▸ **Data to use**:
PR #83, opened 2020-04-21
Right click scenario

kanika1894:


src/configure/templateInputHelper/InputControl.ts
```diff
@@ -103,6 +104,21 @@ export class InputControl {
         }
     }
 
+    public getPropertyValue(propertyName: string, inputs?: StringMap<any>): string {
+        var properties = this.inputDescriptor.properties;
+        var value: string;
+
+        if (!!properties) {
+            value = properties[propertyName];
+            if (!!value && !!inputs && typeof value === "string") {
```
anuragc617, line 113: change the condition to:
`if( !!value && !!inputs ) {
  return MustacheHelper.render(value, { inputs: inputs }); 
}`

and remove else part.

▸ **Exercise**:
Set down the records above once more, exactly as given.

▸ **Response below**:
PR #83, opened 2020-04-21
Right click scenario

kanika1894:


src/configure/templateInputHelper/InputControl.ts
```diff
@@ -103,6 +104,21 @@ export class InputControl {
         }
     }
 
+    public getPropertyValue(propertyName: string, inputs?: StringMap<any>): string {
+        var properties = this.inputDescriptor.properties;
+        var value: string;
+
+        if (!!properties) {
+            value = properties[propertyName];
+            if (!!value && !!inputs && typeof value === "string") {
```
anuragc617, line 113: change the condition to:
`if( !!value && !!inputs ) {
  return MustacheHelper.render(value, { inputs: inputs }); 
}`

and remove else part.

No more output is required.